Именно с Уари я заработал свои первые гроши. Он никогда не жульничал. По завершении нашей экспедиции, растягивавшейся на несколько дней, я шел за ним в какое-нибудь спокойное местечко, и он высыпал на землю содержимое ягдташа, служившего ему кошельком. Одно су он брал себе, второе отдавал мне и так далее до тех пор, пока делить было нечего. Затем отводил меня в патио и исчезал. На следующий день я опять приходил к нему в вольер. Он настолько мог обходиться без меня, да и без посторонней помощи вообще, что сам ко мне, скорее всего, никогда бы не пришел.

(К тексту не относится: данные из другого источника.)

PR #1924, opened 2026-09-03
Improve swap quality: color matching + exposed frame smoothing

Jeremmya:
## Summary
- Wires a previously-written-but-never-called LAB color-transfer helper into `swap_face()` behind a new **Color Match** toggle, so the swapped face's skin tone/lighting can be matched to the target scene (masked to the face ellipse so hair/background don't skew the stats).
- Exposes the existing but UI-inaccessible temporal interpolation as a **Smoothing** slider (next to Sharpness) to reduce flicker/jitter in video/live mode.
- Fixes `apply_post_processing()` always doing a full-frame `.copy()` even when sharpening/smoothing are both no-ops (the default), by folding the interpolation-weight check into the early-exit condition.

## Why
`inswapper_128` bakes in the source face's skin tone/lighting, which is one of the most common "looks fake" cues when it doesn't match the target scene — Color Match addresses that directly. The smoothing control already existed in the swap pipeline but had no way to be turned on from the UI, so it was dead by default.

## Test plan
- [x] `python3 -m py_compile` on all changed files
- [x] Unit-verified `_match_face_color` pulls the fake face's LAB stats toward a synthetic target's stats
- [x] Unit-verified `cv2.meanStdDev(..., mask=...)` masked-stat usage
- [ ] Manual UI smoke test (Color Match toggle + Smoothing slider) on a live webcam session

## Summary by Sourcery

Improve face-swap realism and temporal stability by adding target-scene color matching and user-configurable smoothing.

New Features:
- Add an optional Color Match control to align swapped face skin tone and lighting with the target scene.
- Expose temporal smoothing through a UI slider for reducing flicker and jitter in video and live modes.

Bug Fixes:
- Avoid unnecessary frame copies when post-processing is effectively inactive.

### DIFF
--- a/modules/globals.py
+++ b/modules/globals.py
@@ -32,6 +32,7 @@ many_faces: bool = False         # Process all detected faces with default sourc
 map_faces: bool = False          # Use source_target_map or simple_map for specific swaps
 poisson_blend: bool = False      # Enable Poisson Blending for smoother face swaps
 color_correction: bool = False   # Enable color correction (implementation specific)
+color_match: bool = False        # Match swapped face's skin tone/lighting to the target scene
 nsfw_filter: bool = False
 
 # Video Output Options
--- a/modules/processors/frame/face_swapper.py
+++ b/modules/processors/frame/face_swapper.py
@@ -65,6 +65,36 @@ def _create_elliptical_mask(size: Tuple[int, int]) -> np.ndarray:
     return mask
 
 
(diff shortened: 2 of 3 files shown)


kier007:
not ready yet, smoothing shares PREVIOUS_FRAME_RESULT across video export workers and can blend frames out of order, please apply it in frame order and add a regression test

PR #1938, opened 2026-09-17
fix: stop live-preview workers on quit, repair random-face fetch

ozp3:
## Problem

The app aborts with `SIGABRT` when you quit while a live preview is open:

```
[webcam] Camera running at 1280x720@30fps
QThread: Destroyed while thread '' is still running
zsh: abort      python run.py
```

There is no Python traceback because nothing raises — Qt calls `qFatal()` itself.

## Root cause

`core.destroy()` ends in a bare `quit()` ([modules/core.py#L337](https://github.com/hacksider/Deep-Live-Cam/blob/main/modules/core.py#L337)). That is Python's builtin `quit()`, so it raises `SystemExit` from inside a Qt slot: the interpreter tears down without unwinding Qt, and `WebcamPreviewWindow`'s `_CaptureWorker` / `_ProcessingWorker` threads are still running when their `QThread` wrappers are destroyed. Destroying a running `QThread` is fatal in Qt.

Five further defects sit on the same code paths and are fixed together, since each one on its own can also reach the fatal case.

## Changes

**1. Stop live-preview workers before the interpreter goes down**
The destroy callback now closes every window that owns worker threads before `destroy()` runs, so the threads finish normally. This is the fix for the abort above.

**2. `closeEvent` gave workers 2s and silently ignored the timeout**
```python
worker.wait(2000)   # returns False on timeout, never raises
except Exception:   # so this branch never fired
```
A first-time GFPGAN load on CoreML takes several seconds, well past 2s, after which a still-running thread could be garbage collected. The timeout is now 30s, and any worker that still has not finished is parked in `_STRAY_WORKERS` rather than destroyed.

**3. `closeEvent` raised `AttributeError` when `__init__` bailed out early**
```
AttributeError: 'WebcamPreviewWindow' object has no attribute '_stop_event'
```
`__init__` returns early when the camera fails to open — which is the normal first-launch path on macOS, before camera permission has been granted. Attribute access in `closeEvent` is now guarded.

**4. The random-face button saved HTML as `.jpg`**
`thispersondoesnotexist.com` no longer serves the image at `/`; that path now returns an HTML landing page, so `raise_for_status()` passes and 4.5 KB of HTML gets written to `deep_live_cam_random_face.jpg`. The image now lives at `/random-person.jpeg`. The response `content-type` is checked as well.

**5. `_on_random_face` assigned `source_path` before validating the download**
`modules.globals.source_path` was set, and only then was the file rendered — so a failed fetch left `source_path` pointing at unreadable data while the error was merely printed.

**6. `imread_unicode()` returning `None` crashed the processing thread**
```
File "insightface/model_zoo/retinaface.py", line 211, in detect
    im_ratio = float(img.shape[0]) / img.shape[1]
AttributeError: 'NoneType' object has no attribute 'shape'
```
Combined with #4 and #5, clicking the random-face button and then Live reliably killed the app. Both call sites (live preview and still preview) now check and report via `update_status` instead.

## Reproduction and validation

The abort reproduces deterministically without a camera: substitute `VideoCapturer` with a stub that returns synthetic frames, run Qt under `QT_QPA_PLATFORM=offscreen`, open the live preview and then close the main window.

| | before | after |
|---|---|---|
| exit | `QThread: Destroyed while thread '' is still running`, killed by signal | exit code 0 |
| camera | never released | released before shutdown |

The new random-face URL was verified live: `content-type: image/jpeg`, 1024×1024.

## Environment

macOS 27.0, Apple M5 Pro, Python 3.14.1, PySide6 6.11.2, onnxruntime 1.28.0, CoreML execution provider.

The fatal path is not platform-specific — any provider can exceed the old 2s worker timeout — but CoreML hits it on every quit because model compilation is slower on first use.

## Checklist status

Verified: shutdown path (headless reproduction above), random-face fetch, both `imread_unicode` call sites, module import and syntax.

Not yet exercised: the full CONTRIBUTING checklist (enhancer on/off, map faces, camera listing, 15-minute soak). These changes only touch teardown and error paths, not the per-frame pipeline, so FPS and boot time are unaffected — but I have not run the soak test.

## Summary by Sourcery

Harden live-preview shutdown and source-image handling to prevent Qt aborts and processing failures.

Bug Fixes:
- Prevent application crashes during live-preview shutdown by ensuring all preview worker threads are stopped and joined before Qt teardown.
- Handle partially initialized preview windows safely when camera startup fails.
- Fix random-face downloads to use the image endpoint, validate image responses, preserve the existing source on failed downloads, and avoid assigning invalid paths.
- Report unreadable source images instead of allowing preview processing threads to crash, while allowing failed sources to be retried.

Enhancements:
- Improve live-preview worker shutdown handling by waiting through slow model initialization and releasing the camera only after workers have exited.

Tests:
- Add offscreen Qt regression coverage for worker shutdown, failed camera initialization, clean process exit, source reloading, and random-face download integrity.


ozp3:
Good catch — fixed in e06a65f.

`last_source_path` was assigned before `imread_unicode()` had succeeded, so a source that failed to read once was never retried: the worker kept `source_image = None` and the guard `source_path != last_source_path` stayed false until the user picked a *different* file. Re-selecting the same path did not recover it either.

`last_source_path` now advances only after a successful read, so the next frame retries the same path. To keep that from flooding the status line at frame rate, the message is reported once per path rather than once per frame, and reset once the read succeeds.

Verified headlessly (stub `VideoCapturer`, `QT_QPA_PLATFORM=offscreen`, models warmed the way `MainWindow` warms them before opening the preview) with a source file that starts as unreadable bytes and is replaced with a valid image mid-run:

| | result |
|---|---|
| retry while unreadable | 42 read attempts over 1.5s (previously 1) |
| status messages | 1, not one per frame |
| recovery after the file became valid | picked up on the next frame |

The still-preview path (`refresh_frame`) keeps its early `return`; it is a one-shot UI call with no cached state to go stale.

kier007:
not ready yet, 10 tests passed and three regression tests failed in `modules/ui.py`, workers retained in `_STRAY_WORKERS` still crash on exit after the 30-second timeout, selecting valid source A → unreadable B → A leaves swapping disabled because the cached path prevents reloading A, and a failed second random-face download overwrites the active image before validation, please finish worker shutdown before exiting, invalidate the cached path when clearing its source, and validate downloads in a separate file before adopting them, the 15-minute OBSBOT/CUDA soak completed without capture failures or a normal-shutdown crash, all four configurations passed fixed-image GPU checks with throughput within about 0.5% of the base, combined mapping and enhancement still needs live-face verification because no usable face was detected during that stage

ozp3:
Thanks — all three were real. Fixed in 3d741ac, with a regression test for each in `tests/test_ui_live_preview.py`.

**Worker shutdown now finishes.** You were right that parking a straggler in `_STRAY_WORKERS` does not avoid the abort, it only moves it to interpreter exit, where the list is torn down too. That container is gone. `closeEvent` waits out a grace period (`WORKER_SHUTDOWN_GRACE_MS`, there to absorb a slow first-time model load quietly), prints that it is still waiting, and then keeps waiting. It terminates because both loops re-check the stop flag between bounded operations — a camera read, a 50 ms queue get, one inference. The capture is released only after both threads are joined; releasing it while the capture thread may still be inside `cap.read()` is not safe, so the ordering matters.

**The cached path is cleared with its image.** A → unreadable B → A is fixed. Clearing `source_image` while keeping `last_source_path` meant the guard `source_path != last_source_path` stayed false when you went back to A, so A was never reloaded and swapping stayed off until a third file was picked.

**Downloads are staged.** The fetch now writes to `<temp>.part`, validates there — actually decoded, not just content-type checked — and only then `os.replace`s it into position. The staging file is removed if anything fails. Writing straight to the shared temp path was what let a bad second fetch destroy the image already in use.

**Tests.** Six tests, against the real widgets and worker threads under `QT_QPA_PLATFORM=offscreen`, with detection and the frame-processor list stubbed so no model is loaded. 2.5s for the file; 11 tests pass together with the two existing suites.

Checked against the parent commit, the three that correspond to your findings fail there and pass here:

```
FAIL: test_switching_back_to_a_working_source_reloads_it
      A was not reloaded after an unreadable source; the cached path kept swapping disabled
FAIL: test_failed_download_leaves_previous_image_intact
      b'<!DOCTYPE html><html>not an image</html>' != b'\xff\xd8\xff\xe0\x00\x10JFIF...'
ERROR: test_close_event_leaves_no_running_worker
```

One caveat on that third one, so it is not oversold: it pins the new contract and errors on the parent commit only because `WORKER_SHUTDOWN_GRACE_MS` does not exist there. Reproducing the old failure honestly needs a worker stuck past the hardcoded 30s, which is not something I wanted to put in a test. `ShutdownExitCodeTest` covers the property you actually care about end to end — it runs the teardown in a subprocess with a worker that outlives the grace period and asserts the process exits 0 with no `QThread: Destroyed` in its output.

Thanks also for the soak and the GPU throughput numbers. Combined mapping + enhancement live-face verification is still open; I have not been able to exercise that path here.

PR #867, opened 2021-01-30
Add control-s to settings page

bigbasec:
Very simply adds the control-S to the page to make it more in line with some of the other pages.

PR #883, opened 2021-02-06
Fixes ctrl+save on settings pages

crnjan:
When navigating to settings page, i.e. Basic UI, the following is logged:

```
vue.esm.js?a026:628 [Vue warn]: Property or method "onPageAfterIn" is not defined on the instance but referenced during render. Make sure that this property is reactive, either in the data option, or for class-based components, by initializing the property. See: https://vuejs.org/v2/guide/reactivity.html#Declaring-Reactive-Properties.
```


ghys (approved):
Wow, I'm the one to blame for reviewing #867 a little too fast...
Thanks!

PR #889, opened 2021-02-07
Activation of additional ESLint rules

philippwaller:
This PR activates the following ESLint rules and provides the necessary code changes:
- indent
- no-trailing-spaces
- quotes
- vue/html-indent
- vue/html-quotes
- vue/no-multi-spaces


ghys (approved):
Awesome, thanks!

philippwaller:
@ghys: Thanks for the review. The next batch is on its way. I guess we need to rebuild the pending PR's to identify ESLint errors.

ghys:
You're right. In the end I think it would be a good thing to make Prettier run as well (possibly on save in dev mode too).

philippwaller:
> I think it would be a good thing to make Prettier run as well (possibly on save in dev mode too).

Sounds good. I will take care of it after the next ESLint PR is merged.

С Уари мне было хорошо. Он был уверен в себе, спокоен и безмятежен. Даже чертов Дахо и тот оставил нас в покое. У него был мрачный, тяжелый, непроницаемый взгляд, перед которым пасовали местные задиры. Говорил Уари мало, что правда, то правда, но, когда хмурил брови, пацаны задавали такого стрекача, что за ними едва поспевали собственные тени. Думаю, что рядом с Уари я был счастлив. Я пристрастился к охоте на щеглов и узнал очень многое о ловушках и искусстве маскировки.
Но в один вечер, когда я надеялся вселить в душу отца гордость за меня, все рухнуло. Я дождался, когда все поужинают, вынул из укромного местечка кошелек и дрожащей рукой протянул родителю плоды моих трудов.